Yolk color is considered one of the most important attributes of egg quality, which plays an important role in consumer decisions (Kljak et al., 2021a). In the current research, PCP dietary improved the b* value (yellowness) which was consistent with the findings of Titcomb et al. (2019) and Panaite et al. (2021) when carrot leaves and carrot dried were added to the hens´ diet. Comparable outcomes were reported when different natural sources of carotenoids were included in avian diets. For example, Kljak et al. (2021a) described changes in yolk color when natural carotenoid sources (marigold, calendula, and basil plant) were added to the hens’ diet. Díaz-Gómez et al. (2017) showed higher yellowness scores in meat when broilers were fed with high-carotenoid maize, which is consistent with the findings of Wang et al. (2017). These authors reported that the addition of marigold extract to a broiler diet significantly increased the b* value of the thigh muscle and skin, suggesting that natural pigments were generally more effective than synthetic ones in enhancing the yellowness, making PCP a be a viable option as an alternative to synthetic egg colorants.

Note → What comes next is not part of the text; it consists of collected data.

Issue #508, opened 2021-03-10
Correctly infer stimulus/experiment epochs from traces with Nan values


wbwakeman:
Currently the "Recording stopped before completing the experiment epoch" tag is preventing sweeps from being added to the "sweep_states" list in EPHYS_QC_V3_QUEUE_output.json.  Need to update sweep_states with the tag.

Touch base with Rusty about his expectations for these tags and qc calls at the level of 'sweep' and 'cell'.

Example: /allen/programs/celltypes/production/mousecelltypes/prod3052/Ephys_Roi_Result_1086833106/202103081352_EPHYS_QC_V3_QUEUE_1086833106_output.json shows that the cell did not fail ephys qc (“failed_qc”: false), and all of the sweeps are now in LIMS and they are all “auto passed”, but in the ephys qc json there is only a single sweep that shows up in the “sweep_states” list:
``` 
  "sweep_states": [
    {
      "sweep_number": 54,
      "passed": true,
      "reasons": []
    }
  ]
```
 Looking closer at /allen/programs/celltypes/production/mousecelltypes/prod3052/Ephys_Roi_Result_1086833106/202102261501_EPHYS_NWB_STIMULUS_SUMMARY_V3_QUEUE_1086833106_output.json, sweep 54 is the only sweep without the tag “Recording stopped before completing the experiment epoch”. This tag should not prevent sweeps from passing ephys QC and then feature extraction, since most sweeps will have this tag because they auto-terminate the sweeps after the stimulus epoch and once the cell returns to baseline in order to save time during experiments.

Rusty checked some other experiments and confirms that only sweeps without “tags” in the EPHYS_NWB _STIMULUS_SUMMARY_V3_QUEUE_output.json are making it into the “sweep_states” list in the EPHYS_QC_V3_QUEUE_output.json.

Would like some clarity as to how all of the sweeps are showing up in LIMS as “auto passed” but they are omitted from the “sweep_states” of the EPHYS_QC_V3_QUEUE_ouput.json because of tags that are not necessarily indicating an issue.

tmchartrand:
Just a thought here that for “Recording stopped before completing the experiment epoch” in particular, I'm not sure just ignoring the tag is the answer. The QC checks currently assume the full epoch is present to calculate delta_vm. We may need to either drop that check (since it's essentially duplicating a MIES QC step), or tweak it to be more compatible with the MIES approach (maybe just need to adjust the time interval, POSTSTIM_STABILITY_EPOCH)

[...]

PR #511, opened 2021-04-12
GH #508 - Remove np.nan values from np.diff array

ru57y34nn:
# Overview:
np.nan values were not being dropped from the end of the np.diff array
before calling np.flatnonzero to remove non-zero values in get_stim_epoch.
This was causing get_stim_epoch to incorrectly identify the end of the
stimulus epoch as the same as the end of the sweep epoch, which was also
causing the end of the experiment epoch to be incorrect as well since it
relys on the stimulus epoch. By dropping the np.nan values from the end
of the difference array (di) in get_stim_epoch, the correct indices for
end of the stimulus epoch as well as for the experiment epoch are now being
returned. This should fix the issue with sweeps being incorrectly tagged
with 'Recording stopped before completing the experiment epoch'.

# Addresses:
Addresses issue https://github.com/AllenInstitute/ipfx/issues/508

# Type of Fix:

- [ ] Documentation Change

# Solution:
After getting the differences from adjacent data points in the current trace (i)
with np.diff(), the resulting np.nan values are dropped from the end of the array
with ~np.isnan() before the non-zero points are removed with np.flatnonzero().
There are np.nan points at the end of the np.diff() array because there are np.nan
values at the end of the current trace (i), and the np.diff() function returns np.nan
for the difference between two np.nan points, and then these np.nan points get 
picked up along with the up/down indices of the stimulus and the index of the 
last np.nan value will be mistaken as the ending index of the stimulus epoch. 

# Changes:
Drop np.nan from di array in get_stim_epoch()
Updated test_get_stim_epoch() in test_epochs.py to test array containing np.nan
Updated Unreleased section of CHANGELOG.md

# Validation:
This looks like it was just missed in testing. An array containing np.nan
values was not tested in the original unit test. The solution was a pretty 
simple so the added unit test should be sufficient. 
*np.nan values can only occur at the end of a sweep so only the  ending 
index of the stimulus epoch was affected. 

### Screenshots:
See GH issue #508 for screenshots
### Unit Tests:
See changes to test_get_stim_epoch() in test_epochs.py
### Configuration details:

# Checklist
- [x] My code follows
- [ ] My code is well-documented, and the docstrings conform to
      appropriate
- [x] The header on my commit includes the issue number
- [x] I have updated the CHANGELOG.md with the description of changes understandable by end users

# Notes:
Use this section to add anything you think worth mentioning to the
reader of the issue

### DIFF
--- a/ipfx/epochs.py
+++ b/ipfx/epochs.py
@@ -114,7 +114,8 @@ def get_stim_epoch(i, test_pulse=True):
     if test_pulse:
         di_idx = di_idx[2:]     # drop the first up/down (test pulse) if present
 
-    if len(di_idx) == 0:    # if no stimulus is found
+    # if no stimulus is found, len(di_idx=0), or end of stimulus is not found, len(di_idx=1)
+    if len(di_idx) < 2:    
         return None
 
     start_idx = di_idx[0] + 1   # shift by one to compensate for diff()
--- a/ipfx/epochs.py
+++ b/ipfx/epochs.py
@@ -108,6 +108,7 @@ def get_stim_epoch(i, test_pulse=True):
     """
 
     di = np.diff(i)
+    di = di[~np.isnan(di)] # != NaN
     di_idx = np.flatnonzero(di)   # != 0
 
     if test_pulse:
--- a/CHANGELOG.md
+++ b/CHANGELOG.md
@@ -2,7 +2,12 @@
 All notable changes to this project will be documented in this file.
 
 ## Unreleased
-
+This pull request adds a line of code to the get_stim_epoch function in epochs.py to 
+remove np.nan values from the array of differences between data points before removing 
+all non-zero values. This change allows get_stim_epoch to find the correct ending index 
+of the stimlus epoch and the correct ending index of the experiment epoch as well since
+it relys on the stimulus epoch, which should fix the issue of sweeps being incorrectly 
+tagged with "Recording stopped before completing the experiment epoch".
 ### Added
 
 ### Changed
--- a/ipfx/qc_feature_extractor.py
+++ b/ipfx/qc_feature_extractor.py
@@ -307,7 +307,8 @@ def check_sweep_integrity(sweep, is_ramp):
             if sweep.epochs["recording"][1] < sweep.epochs["experiment"][1]:
                 tags.append("Recording stopped before completing the experiment epoch")
 
-    if np.isnan(sweep.i).any():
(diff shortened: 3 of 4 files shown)


tmchartrand:
@ru57y34nn a better fix for that last issue would be to change the stimulus epoch finding code to correctly recognize the epoch is incomplete, rather than returning out of order indices. https://github.com/AllenInstitute/ipfx/blob/0fc0a7452c831c3bb22e4d7dc3c767d17f9fade5/ipfx/epochs.py#L116
could probably just be changed to look for at least two elements (onset and offset).

ru57y34nn:
@tmchartrand Thanks for the suggestion, that should be a pretty easy change to make, I'll take a look at it this afternoon. Tim Jarsky pointed out that the epoch information is in the lab notebook of the pxp file and I would like to see if this also makes it into the nwb file. I am thinking that we should try to get the epoch information from the nwb file when possible as the current methods for finding the stimulus epoch will not work very will with more complicated stimulus waves.

ipfx/epochs.py
```diff
@@ -108,12 +108,14 @@ def get_stim_epoch(i, test_pulse=True):
     """
 
     di = np.diff(i)
+    di = di[~np.isnan(di)] # != NaN
```
sgratiy, line 111: This works as a quick fix to unblock you, but long term we should get epochs from the sweep table in the nwb.
Couple of issues:
1. It makes more sense to remove np.nan from the `i` array rather than from the processed `di`
2. If np.nan were to appear in the middle of an array like so:
[0, 0, 1, 1, 0, np.nan, 0, 2, 2, 2, 0, 0, np.nan, np.nan]
then you fix would also drop it. Not sure if that is a feasible case, but if it is, then it is better to just drop the trailing np.nan only and let the code fail down stream to catch this case. Something like this should work: 
```python
import ipfx.time_series_utils as tsu
end_idx = tsu.flatnotnan(i)[-1]
i=i[0:end_idx]


```

ru57y34nn: Thanks for the reply @sgratiy, and I agree with you about issue 1 that it makes more sense to remove np.nan from i rather than di. 

I also see your point for issue 2, although I don't believe there is anyway that we can have np.nan points in the middle of an array with data points before and after; we should only ever have trailing np.nan points, but I think it would be fine to use the method that you have shown here which should protect against this in case it is ever able to happen in the future.

tmchartrand:
Closing as #519 was merged instead.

Several factors influence carotenoid distribution from feed to egg synthesis, including accessibility, openness, fringe tissue interest, a carotenoid compound, carotenoid liking, and the ability of lipid vesicles to cross liver and egg layers (Yunitasari et al., 2022). Hammershøj et al. (2010) described those purple carrots had a high pigment ability due to the higher beta-carotene content which is greater than traditional carrots. The findings of the current experiment suggest a higher bioavailability of pigment compounds that would be assimilable in the small intestine (Yunitasari et al., 2022) by laying quails, as reflected by changes in yolk color.

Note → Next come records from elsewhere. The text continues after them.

Issue #537, opened 2021-11-22
IVSCC pipeline sweep extraction crashing with TypeError at get_nwb_version()


ru57y34nn:
**Describe the bug**
All IVSCC experiments have recently started failing sweep extraction with the same error. The following is the last few lines of the traceback from a EPHYS_NWB_STIMULUS_SUMMARY_V3_QUEUE log file:

File "/allen/aibs/technology/conda/production/fx/lib/python3.6/site-packages/ipfx/dataset/create.py", line 72, in get_nwb_version
    re.match("^2", nwb_version) or
  File "/allen/aibs/technology/conda/production/fx/lib/python3.6/re.py", line 172, in match
    return _compile(pattern, flags).match(string)
TypeError: cannot use a string pattern on a bytes-like object

The type error is being caused by the nwb_version attribute that get_nwb_version() gets from the nwb file to determine the version. The nwb_version attribute is expected to be a string but in recent nwb files the nwb_version attribute is a byte string which is causing re.match() to throw a TypeError as it is comparing a string with a byte object.

This issue seems to have arisen since the IVSCC pipeline upgraded from Igor Pro 8 to Igor Pro 9. This was an unexpected consequence of the upgrade.

**To Reproduce**
See EPHYS_NWB_STIMULUS_SUMMARY_V3_QUEUE log files for all recent IVSCC experiments since around 11/10/2021.

**Expected behavior**
the function get_nwb_version() should first check if nwb_version is an instance of the byte class and decode it to a string if necessary before using re.match() for comparison.

**Actual Behavior**
What actually happened. If the bug produced an error message or incorrect values, please include them here!

Full traceback from recent EPHYS_NWB_STIMULUS_SUMMARY_V3_QUEUE log file.
Traceback (most recent call last):
  File "/allen/aibs/technology/conda/production/fx/lib/python3.6/runpy.py", line 193, in _run_module_as_main
    "__main__", mod_spec)
  File "/allen/aibs/technology/conda/production/fx/lib/python3.6/runpy.py", line 85, in _run_code
    exec(code, run_globals)
  File "/allen/aibs/technology/conda/production/fx/lib/python3.6/site-packages/ipfx/bin/run_sweep_extraction.py", line 96, in <module>
    main()
  File "/allen/aibs/technology/conda/production/fx/lib/python3.6/site-packages/ipfx/bin/run_sweep_extraction.py", line 89, in main
    module.args.get("stimulus_ontology_file", None)
[...]

PR #538, opened 2021-11-22
GH #537 - Decode nwb_version if byte object

ru57y34nn:
Add get_string_value() function to check if nwb_version attribute is
an instance of byte class and decode to string if necessary. This will
prevent a TypeError crash when get_nwb_version() calls re.match() with
nwb_version and is expecting a string and not a utf-8 encoded byte object.

# Overview:
Since moving from Igor Pro 8 to Igor Pro 9 all recent nwb version 2 files are storing nwb_version attribute as utf-8 encoded byte object rather than a string object. This was an unintended consequence of the upgrade and we are not yet sure why this changed but the fix is very simple. this pull request adds a new function called get_string_value() that is now used by get_nwb_versio() to first check if the nwb_version attribute that it gets from the nwb file is an instance of the byte class, specifically a utf-8 encode byte string, and converts it to a string if necessary before using it to check the version of the nwb file.

# Addresses:
Addresses issue #537 https://github.com/AllenInstitute/ipfx/issues/537

# Type of Fix:

- [x ] Bug fix (non-breaking change which fixes an issue)
- [ ] Documentation Change

# Solution:
This solution implements a check of the nwb_version attribute that comes from the nwb file and checks to see if it is an instance of the byte class and decodes it to a string if it is. This solution prevents the TypeError that is occurring with all pipeline nwb2 files before sweep extraction can be performed.

# Changes:
Very simple fix that just implements a simple function, get_string_value(), to be used by get_nwb_version to first check if the nwb_version attribute is a byte object and decode it to a string if it is.

# Validation:
This solution does not fail any current tests and I have been using it offline to process nwb files and extract features.

### Configuration details:

# Checklist
- [x ] My code follows
- [ x] My code is unit tested and does not decrease test coverage
- [ x] I have performed a self review of my own code
- [ x] My code is well-documented, and the docstrings conform to
- [ x] I have updated the documentation of the repository where
      appropriate
- [x ] The header on my commit includes the issue number
- [ x] My code passes all tests
- [ x] I have updated the CHANGELOG.md with the description of changes understandable by end users

# Notes:
This is a very simple fix and we are hoping to get this merged as quickly as possible as all IVSCC pipeline data is currently crashing prior to sweep extraction because of the issue that this pull request is addressing.


sgratiy:
@ru57y34nn I have made some changes. Please take a look at my PR against your branch.

sgratiy (approved):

Egg yolks contain a high-fat content, making them vulnerable to lipid oxidation (Pirgozliev et al., 2022), which causes the deterioration of the product and decreases storage time (Wang et al., 2017). However, hens can deposit antioxidants into their yolks as a result of their diet, which may protect lipids when eggs are stored (Kljak et al., 2021b). In the current research, increasing PCP content in the quails’ diet led to improved yolk antioxidant capacity, which is confirmed by the reduction in TBARS value and the rise in DPPH value. Similar to the current results, previous studies have demonstrated that the addition of natural sources of carotenoids in the diet can alleviate the adverse effects of oxidative stress on the eggs (Kljak et al., 2021a; Panaite et al., 2021) and the meat quality of broilers (Wang et al., 2017) resulting in a decrease in malondialdehyde (MDA) content, which is consistent with our findings. Purple carrots show a high anti-oxidant capacity due to their composition, such as total organic acid or polyphenolic contents (Yusuf et al., 2021). Lutein and zeaxanthin are important bioactive compounds of purple carrots and contain a range of unsaturated bonds. Thus, these compounds can scavenge reactive oxygen species, inhibiting the activity of oxygen free radicals and preventing reactive oxygen free radicals from destroying normal cells (Wang et al., 2017), which could explain the results obtained in the current research. Moreover, as proposed by Pirgozliev et al. (2022), these results would suggest that the PCP addition may reduce the susceptibility to lipid oxidation of the eggs during storage, enhancing their shelf life. The current result could lead to consumers choosing these eggs over others when purchasing eggs.

Conclusions

The PCP feeding does not negatively affect the performance or egg production of laying quails, making this ingredient a viable option for reuse waste by-products. Moreover, PCP enhances some eggshell qualities such as weight or thickness and positively affects the b* value, which is an important attribute for the purchase decision. Additionally, dietary PCP improves the oxidative stability of the yolk. These results further suggest that PCP would be well absorbed in the small intestine and would subsequently be transferred to the quail egg.